PR #506, opened 2015-09-29
Automatically assign IPs

tomdee:
When using "container add" or "container ip add" add the option to assign IP addresses automatically.

PR #508, opened 2015-09-30
Adding auto_assigning IP logic to containers

insequent:
This is almost exactly the same as #506, but with a few extra bits. We clearly had the same idea in mind! Great minds.

I'm still adding a few more tests, but since there's already another PR for the same type of change, I thought I would throw mine up for discussion. I don't expect the tests to pass yet.

### DIFF
--- a/Makefile
+++ b/Makefile
@@ -78,7 +78,7 @@ calico_containers/calico-node.tar: caliconode.created
 	docker save --output calico_containers/calico-node.tar calico/node
 
 st: binary calico_containers/busybox.tar calico_containers/routereflector.tar calico_containers/calico-node.tar run-etcd
-	dist/calicoctl checksystem --fix
+	sudo dist/calicoctl checksystem --fix
 	nosetests $(ST_TO_RUN) -sv --nologcapture --with-timer
 
 fast-st: calico_containers/busybox.tar calico_containers/routereflector.tar calico_containers/calico-node.tar run-etcd
--- a/calico_containers/calico_ctl/container.py
+++ b/calico_containers/calico_ctl/container.py
@@ -7,13 +7,20 @@ Usage:
   calicoctl container remove <CONTAINER>
 
 Description:
-  Add or remove containers to calico networking, manage their IP addresses and profiles.
+  Add or remove containers to Calico networking, manage their IP addresses and profiles.
   All these commands must be run on the host that contains the container.
 
 Options:
+  <IP>                     The IP address desired. If "ipv4", "ipv6", or a CIDR
+                           is given, then Calico will attempt to automatically
+                           assign an available IPv4 address, IPv6 address, or
+                           IP from any Pool matching the provided CIDR,
+                           respectively. NOTE: When a CIDR is passed, it must
+                           exactly match an existing Calico pool.
   --interface=<INTERFACE>  The name to give to the interface in the container
                            [default: eth1]
 """
+
 import os
 import sys
 import uuid
@@ -25,7 +32,7 @@ from subprocess import CalledProcessError
 from netaddr import IPAddress, IPNetwork
 from calico_ctl import endpoint
 from pycalico import netns
-from pycalico.datastore_datatypes import Endpoint
+from pycalico.datastore_datatypes import IPPool, Endpoint
 
 from connectors import client
 from connectors import docker_client
@@ -33,8 +40,26 @@ from utils import hostname, DOCKER_ORCHESTRATOR_ID, NAMESPACE_ORCHESTRATOR_ID, \
     escape_etcd
 from utils import enforce_root
 from utils import print_paragraph
+from utils import validate_cidr
 from utils import validate_ip
 
+
+def assign_any(v4_count, v6_count, pool=(None, None)):
+    """
+    Reserve <count> IP(s) from the datastore to be applied to a container
+
+    :param arguments: v4_count = Count of IPv4 addresses
+                      v6_count = Count of IPv6 addresses
+                      pool = tuple(<IPv4 cidr>, <IPv6 cidr>)
+    :return: tuple(list(IPv4 IPAddresses), list(IPv6 IPAddresses))
+    """
+    v4_list, v6_list = client.auto_assign_ips(v4_count, v6_count, None, {},
+                                              pool=pool)
+    if not any((v4_list, v6_list)):
+        sys.exit("Failed to allocate any IPs (requested {0} IPv4s and {1} IPv6s). "
+                 "Pools are likely exhausted.".format(v4_count, v6_count))
+
+    return (v4_list, v6_list)
 
 def validate_arguments(arguments):
     """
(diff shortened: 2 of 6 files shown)


tomdee:
Thanks for putting this up. It's more feature rich so I'd take it in preference to #506. 

Would you consider extending it to the `calicoctl container <CONTAINER> ip (add|remove)` commands too?

Before I can merge the PR, you'll need to sign a contributor agreement - see here http://docs.projectcalico.org/en/latest/contribute.html#contributor-agreements

insequent:
Hey @tomdee,

Thanks for the quick response! The change already extends to `calicoctl container <CONTAINER> ip (add|remove)`. You can see it with the `get_ip_and_pool` call within `def container_ip_add`. I ran the commands a few times in testing and it appears to work correctly. Sorry for the delay on the tests, as I'm having a bugger of a time getting `make test` to work locally. I should be able to finish it up by tomorrow however.

Also, although I haven't submitted code yet, I did already sign the contributor agreement. I have an email from Jon Flynn about it. Let me know if you need anything else from me on this front.

tomdee:
Sounds good! If you need help getting tests running I can offer support on our slack channel - sign up here https://calicousers-slackin.herokuapp.com

calico_containers/calicoctl.py
```diff
@@ -110,6 +110,6 @@
         print_paragraph(e.message)
         sys.exit(1)
     except BaseException as e:
-        print "Unexpected error executing command.\n"
+        print "{0}: {1}\n".format(type(e).__name__, e)
```
insequent: Added this more to clarify in troubleshooting. If this isn't desired, I can certainly take it out.

Makefile
```diff
@@ -78,7 +78,7 @@ calico_containers/calico-node.tar: caliconode.created
 	docker save --output calico_containers/calico-node.tar calico/node
 
 st: binary calico_containers/busybox.tar calico_containers/routereflector.tar calico_containers/calico-node.tar run-etcd
-	dist/calicoctl checksystem --fix
+	sudo dist/calicoctl checksystem --fix
```
insequent: `make` commands should not be forced to run as root, however this will cause the user to be prompted unless they have sudoers `NOPASSWD` or the like.

insequent:
Assuming this latest build passes the tests (the `st` tests still fail for me locally), this PR should be good to go.

insequent:
Rebased this morning to make sure we're not drifting.

tomdee:
A few comments but it's looking good. My main concern is about the skipped IPv6 tests.

@lxpollitt or @spikecurtis are you happy with this design? It's fine by me...

insequent:
@tomdee: As to IPv6 not working, I don't know. Unfortunately, I still cannot get `st` tests to work locally, but Semaphore's log showed that node was not configured for IPv6 (https://semaphoreci.com/calico/calico-docker--5/branches/pull-request-508/builds/10). I tried to get it to work by adding a `calicoctl checksystem --fix` to the node setup in tests, but it didn't seem to help. The other container tests didn't have IPv6 either.

calico_containers/calico_ctl/container.py
```diff
@@ -7,13 +7,20 @@
...
 
 Description:
-  Add or remove containers to calico networking, manage their IP addresses and profiles.
+  Add or remove containers to Calico networking, manage their IP addresses and profiles.
   All these commands must be run on the host that contains the container.
 
 Options:
+  <IP>                     The IP address desired. If "ipv4", "ipv6", or a CIDR
+                           is given, then Calico will attempt to automatically
+                           assign the first available IPv4 address, IPv6
```
spikecurtis: "the first available" -> "an available"

I don't want to imply anything concrete about allocation strategy.  It currently obeys host affinity, so will not, in general, pick the lowest address in a pool.  We may later implement other changes to allocation strategy.

calico_containers/calico_ctl/container.py
```diff
@@ -443,11 +477,44 @@ def container_ip_remove(container_id, ip, interface):
...
+            result = assign_any(1, 0)
+            ip = result[0][0]
+        elif '6' in ip:
+            result = assign_any(0, 1)
+            ip = result[1][0]
+        pool = get_pool_or_exit(ip)
+    elif ip is not None and '/' in ip:
+        requested_pool = IPNetwork(ip)
+        requested_version = requested_pool.version
+        pool = get_pool_or_exit(requested_pool.ip)
```
spikecurtis: We've already confirmed the pool exists in `validate_arguments()`.  You can just create the pool object directly
```
pool = IPPool(ip)
```

An `IPPool` subclasses `IPNetwork` so you can then do `pool.version` and the like.

This saves a few redundant reads of the datastore.

calico_containers/calico_ctl/container.py
```diff
@@ -206,11 +247,8 @@ def container_add(container_id, ip, interface):
         next_hops[ip.version]
     except KeyError:
         print "This node is not configured for IPv%d." % ip.version
-        sys.exit(1)
-
-    # Assign the IP
-    if not client.assign_address(pool, ip):
-        print "IP address is already assigned in pool %s " % pool
+        # Ignoring return as we don't care if the IP is already unallocated
```
spikecurtis: Can you expand this comment.  It wasn't immediately clear to me that `get_ip_and_pool()` actually does the IP allocation, so we need to `release_ips()` here to clean up.

Furthermore, I think we do care about the return value of `release_ips()`, at least from a debugging standpoint.  If `ip` is not allocated then something wrong and unexpected has happened.  We should print an error.

calico_containers/calico_ctl/container.py
insequent: Easy fix, will do.

spikecurtis:
I'm happy with the design and just made a few small suggestions in the code.

I do think we want more regression tests to go with this change.  I couldn't find code coverage output on CircleCI.  @tomdee aren't we supposed to get that from Circle, or am I thinking of a different repo?

calico_containers/calico_ctl/container.py
insequent: It's been a while since I wrote that comment, but I believe there were different branches involved at first where the IP may not have been allocated at this point. Seeing as all roads in `get_ip_and_pool()` do assign now, then certainly, a failed release_ips() here would be odd. I'll add a check.

calico_containers/calico_ctl/container.py
insequent: :+1: Good call

tomdee:
We have coverage on coveralls.io but I'm not sure if it's working on PRs
https://coveralls.io/github/projectcalico/calico-docker

plwhite:
I've also implemented something that does this, but I'm happy to ditch mine and replace with this (which on the face of it is more feature rich).

tomdee:
OK, I'm happy on the IPv6 tests. I forgot we didn't have them working. @robbrockbank was going to take a look at getting them working on Semaphore but that shouldn't block us merging this PR.

How can I help you get the STs running locally. What error output are you seeing?

tomdee:
So I think we're pretty much ready to merge this. THe final thing to check is the test coverage.

spikecurtis:
@tomdee I'm happy as long as test coverage looks good.

insequent:
Hey all. I'm back in the states, and thus have _much_ more reliable internet. Let me know whatever you need on this.

tomdee:
CircleCI has test coverage - which is higher than we've got on master at the moment. So merging.

@insequent I would love for you to be able to run the STs. I'm around all day today if I can offer you any help on Slack.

— How to complete this task —
Pull every line with the word "didn" from the data.

— Exercise output —
@tomdee: As to IPv6 not working, I don't know. Unfortunately, I still cannot get `st` tests to work locally, but Semaphore's log showed that node was not configured for IPv6 (https://semaphoreci.com/calico/calico-docker--5/branches/pull-request-508/builds/10). I tried to get it to work by adding a `calicoctl checksystem --fix` to the node setup in tests, but it didn't seem to help. The other container tests didn't have IPv6 either.
OK, I'm happy on the IPv6 tests. I forgot we didn't have them working. @robbrockbank was going to take a look at getting them working on Semaphore but that shouldn't block us merging this PR.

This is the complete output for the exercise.